When stacking a pandas DataFrame , a Series returned. Usually after I fold the DataFrame , I convert it back to a DataFrame . However, the default names coming from the data stacked on the stack make renaming the columns a bit hacked. I am looking for a simpler / inline way to give the columns reasonable names after stacking.

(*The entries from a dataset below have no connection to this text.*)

PR #985, opened 2024-01-11
Update 89.md and 90.md with Customer Feedback Data

dtdannen:
This adds an additional protocol flow step to Nip-90 where a Customer can provide feedback back to the service provider.

### DIFF
--- a/README.md
+++ b/README.md
@@ -88,6 +88,7 @@ They exist to document what may be implemented by [Nostr](https://github.com/nos
 - [NIP-72: Moderated Communities](72.md)
 - [NIP-73: External Content IDs](73.md)
 - [NIP-75: Zap Goals](75.md)
+- [NIP-77: Negentropy Syncing](77.md)
 - [NIP-78: Application-specific data](78.md)
 - [NIP-7D: Threads](7D.md)
 - [NIP-84: Highlights](84.md)


dtdannen:
Actually, this should really be a kind 7 event from NIP-25: https://github.com/nostr-protocol/nips/blob/8331354947f2d577e13eb5da4a56133071cb1019/25.md#L5

dtdannen:
I updated 90.md to use kind:7 instead, like:

image

dtdannen:
Updated both NIP-89 and NIP-90 to be aligned. The overall process for DVMs to receive additional feedback from Customers is the following:

* NIP-89 applications can include an optional `pff` tag specifying preferred feedback format
* NIP-90 customer feedback events should attempt to align the data in the additional `feedback` tag to align with the instructions from the `pff` tag from NIP-89. 

Note 1: Customer feedback may not be from a human but from another DVM or application.

Note 2: These new tags for preferred feedback format `pff` and `feedback` are both placeholders for data, and no other commitments are made about their contents (other than they should be strings). It is between any application and customer to work together to ensure consistency. 

The use case for this additional feedback is for DVMs that have AI components (or human components) that may learn over time. The additional feedback could include, but is not limited, to such values like Likert scale scores 1-5, numeric or floating point scores between arbitrary ranges, qualitative descriptions of feedback in natural language, or symbolic structured representations.

believethehype:
Do i get it right that the kind of feedback is always up to the dvm?  (in their preferred format etc).

I could imagine it would be useful to have some sort of standardised feedback or rating for dvms (maybe additionally to what they ask for). I'm thinking about apps using dvms that want to filter out bad actors/dead dvms/dvms that generally don't work as expected). It could be something like "2 out of 5 stars" etc. Apps could then collect ratings, build average ratings and decide if they include them in their offers/results. This only works if the kind of feedback is somehow standardised.

dtdannen:
With this update, there would be two ways to give feedback:

1. regular reactions (kind:7) that are limited to emojis or '+' / '-'
2. feedback in the form of a string as described in this PR

The reason for introducing additional feedback (#2) is to enable DVMs to get richer feedback data that isn't possible via the reaction events, where the point of the feedback is to help the DVM which processed the request get better over time, the DVM should specify the format of the feedback it would like to receive. 

What you're talking about seems more along the lines of reputation or reviews about DVMs. That's certainly a fine idea, although the purpose of it is different than the feedback I proposed here. The feedback you're talking about would serve to help users choose which DVM to use. The main question with that is whether kind:7 reactions are good enough.

PR #1126, opened 2024-03-18
Added bot field to denote automated npubs

### LINKED ISSUE #624: Extending kind:0 - Mark bots.

SilberWitch:
This is an extension of the Kind 0 fields, to allow profiles to self-indicate if they are a bot.

## Description

There are an increasing number of automated npubs that are simply newsfeeds or cross-posting from other places, such as RSS or Twitter. This is completely legitimate and many users find them helpful, to consolidate their various reading lists, but it creates confusion when there are two npubs with the same name (one human, one automated), or when people try to respond to these bots, as if they were humans.

There are also an increasing number of chatbots, infobots, DVMs, etc. that could make their status more clear to users and clients.

Until now, profiles denote this status in freetext descriptions, but that makes it difficult to query or filter, and limits the ability to easily create clients with newsfeeds or bot-labels.

## Notes for Reviewer
Closes #624

### DIFF
--- a/24.md
+++ b/24.md
@@ -16,6 +16,7 @@ These are extra fields not specified in NIP-01 that may be present in the string
   - `display_name`: an alternative, bigger name with richer characters than `name`. `name` should always be set regardless of the presence of `display_name` in the metadata.
   - `website`: a web URL related in any way to the event author.
   - `banner`: an URL to a wide (~1024x768) picture to be optionally displayed in the background of a profile screen.
+  - `bot`: a boolean to clarify that the content is entirely or partially the result of automation, such as with chatbots or newsfeeds.
 
 ### Deprecated fields
 


finrodfelagund97 (approved):

mleku:
may i suggest an alternative which adds a tag field same kind of thing as the event tags (i personally think that was a mistake combining - could now be replaced with NIP-42 labels)

yes, the kind 0 needs more fields but i don't think just one more is really gonna help long term... and a tags field is opaque to clients that don't understand tags they just ignore them, but new fields may break things

mattkwarren:
I won't comment on the technical aspect of how you want to implement this idea, because I don't know enough about the Nostr protocol to do so (yet). However, the idea itself is wonderful. An actual field would allow clients to do useful things with the data, like label posts as bot posts, warn in comment sections, etc. Doing those things using free text in a profile section is virtually impossible, or at least not as reliable, as you point out. I would love to see it if it won't harm the protocol in some other way I can't see.

fiatjaf (approved):

alexgleason (approved):

staab (approved):

mleku:
> > yes, the kind 0 needs more fields but i don't think just one more is really gonna help long term... and a tags field is opaque to clients that don't understand tags they just ignore them, but new fields may break things
> 
> Wouldn't tags be more appropriate for an event with other (often human-readable) content? Here, the metadata is the content.

i'm talking about futureproofing it for easier additions in the future

with tags in place the modifications to the NIP are simpler and require no change in the fundamental parsing logic for the JSON, tags with unrecognised first fields will just be ignored by most clients, but the tags themselves won't be unexpected

in comparison, adding an extra field in here that isn't expected could cause a bad implementation to fail to parse much more easily, such as for example trying to marshal it into a struct without the extra field, the JSON marshaling implementation may by default throw an error if it finds a field it doesn't recognise from the expected target variable

a tag list, on the other hand, won't be mangled or cause an error, just that there will be no logic yet in the downstream code that will respond to the additional, unrecognised tag

it's a bit of an edge case but one that can be avoided forevermore if we add a tags list to the event instead of piecemeal addition of fields

alexgleason:
Whether kind 0 should use tags instead of json-stringified objects has been discussed many times. Obviously tags are better because they can be indexed. But it's not worth doing it two different ways (and creating inconsistency) just for this field. If we want to switch kind 0 to be tags, that's a separate discussion. And if a service really needs to index bots, I would suggest using a NIP-50 search extension like `{ search: "bots:true" }`

IngwiePhoenix:
> Also, this is not a good argument against it. Kind 0 content is essentially free-form JSON. If implemenations don't account for there being extra fields, the implementation is the one at fault.

imo if one wants to strictly marshal JSON into a struct, it should be for the "common" object (id, sig, pubkey, ...) but not for the .content of kind 0. This is actually a huge problem when working with Matrix, and why there are only so few implementors and what is Nostr's biggest strength as a protocol.

Is there currently a discussion thread on tags in kind 0? I would be curious to read about this more. Thing is that I do see an advantage for searchability here by querying relays directly (`["REQ","nak",{"kinds":[0],"#t":["artist","musician"]}]`). So if there is one, please do link it - thanks! ^^

SilberWitch:
> Is there currently a discussion thread on tags in kind 0? I would be curious to read about this more.

If not, perhaps you should start a new PR. I would also be interested in continuing the discussion elsewhere.

mleku:
>  the implementation is the one at fault.

that is just dodging the problem that a tag list is inherently constituted of things that may or may not be understood by the client

maybe in the languages you are used to working with, these extra tags are no problem but in Go if i make a struct with tags for these expected fields and someone adds a new one it breaks my marshaling code

and conversely, on a free form tag based list of lists structure, if the first field is not recognised, it will just be ignored, it is already defined in the structure as a list of lists of strings so there is nothing syntactically different

but key/value fields are syntactical in structure, i'm sure that other languages json handling also has this, ones that are more strict with typing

For example, for the following DataFrame :
In [64]: df = pd.DataFrame({'id':[1,2,3], ...: 'date':['2015-09-31']*3, ...: 'value':[100, 95, 42], ...: 'value2':[200, 57, 27]}).set_index(['id','date']) In [65]: df Out[65]: value value2 id date 1 2015-09-31 100 200 2 2015-09-31 95 57 3 2015-09-31 42 27
I add and convert it back to a DataFrame as follows:
In [68]: df.stack().reset_index() Out[68]: id date level_2 0 0 1 2015-09-31 value 100 1 1 2015-09-31 value2 200 2 2 2015-09-31 value 95 3 2 2015-09-31 value2 57 4 3 2015-09-31 value 42 5 3 2015-09-31 value2 27
So, to properly name these columns, I would need to do something like this:
In [72]: stacked = df.stack() In [73]: stacked Out[73]: id date 1 2015-09-31 value 100 value2 200 2 2015-09-31 value 95 value2 57 3 2015-09-31 value 42 value2 27 dtype: int64 In [74]: stacked.index.set_names('var_name', level=len(stacked.index.names)-1, inplace=True) In [88]: stacked.reset_index().rename(columns={0:'value'}) Out[88]: id date var_name value 0 1 2015-09-31 value 100 1 1 2015-09-31 value2 200 2 2 2015-09-31 value 95 3 2 2015-09-31 value2 57 4 3 2015-09-31 value 42 5 3 2015-09-31 value2 27
Ideally, the solution would look something like this:
df.stack(new_index_name='var_name', new_col_name='value')
But looking at the docs , it doesn't look like stack accepts any such arguments. Is there an easier / inline way in pandas to work with this workflow?